(Stored data)
════════
PR #185, opened 2024-10-20
remove constraint that Status List Token must not use a MAC

### LINKED ISSUE #111: Relax constraint on not allowing MAC for Status List Token?
As the similar requirement was relaxed on SD-JWT, I think we should consider the same.

paulbastian:
Closes #111

### DIFF
--- a/draft-ietf-oauth-status-list.md
+++ b/draft-ietf-oauth-status-list.md
@@ -302,7 +302,7 @@ The following additional rules apply:
 
 1. The CWT MAY contain other claims.
 
-2. The CWT MUST be secured using a cryptographic signature or MAC algorithm. Relying Parties MUST reject JWTs with an invalid signature.
+2. The CWT MUST be secured using a cryptographic signature or MAC algorithm. Relying Parties MUST reject CWTs with an invalid signature.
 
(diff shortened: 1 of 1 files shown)


c2bo (changes requested):
Document history entry is missing and I think we should also adjust line 90

> A Status List may either be provided via HTTPS or be signed and embedded into a Status List Token, whereas this document defines its representations in JWT and CWT.

c2bo (approved):

draft-ietf-oauth-status-list.md
```diff
@@ -302,11 +302,11 @@ The following additional rules apply:
 
 1. The CWT MAY contain other claims.
 
-2. The CWT MUST be digitally signed using an asymmetric cryptographic algorithm. Relying parties MUST reject the CWT if it is using a Message Authentication Code (MAC) algorithm. Relying parties MUST reject CWTs with an invalid signature.
+2. The CWT MUST be secured using a cryptographic signature or MAC algorithm. Relying Parties MUST reject JWTs with an invalid signature.
```
tplooker, line 305:
```suggestion
2. The CWT MUST be secured using a cryptographic signature or MAC algorithm. Relying Parties MUST reject CWTs with an invalid signature.
```

tplooker (commented):
One typo otherwise looks good.

tplooker (approved):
════════
EXERCISE PROMPT:
Look through the data and show every line containing "with".

EXERCISE ANSWER:
-2. The CWT MUST be secured using a cryptographic signature or MAC algorithm. Relying Parties MUST reject JWTs with an invalid signature.
+2. The CWT MUST be secured using a cryptographic signature or MAC algorithm. Relying Parties MUST reject CWTs with an invalid signature.
-2. The CWT MUST be digitally signed using an asymmetric cryptographic algorithm. Relying parties MUST reject the CWT if it is using a Message Authentication Code (MAC) algorithm. Relying parties MUST reject CWTs with an invalid signature.
+2. The CWT MUST be secured using a cryptographic signature or MAC algorithm. Relying Parties MUST reject JWTs with an invalid signature.
2. The CWT MUST be secured using a cryptographic signature or MAC algorithm. Relying Parties MUST reject CWTs with an invalid signature.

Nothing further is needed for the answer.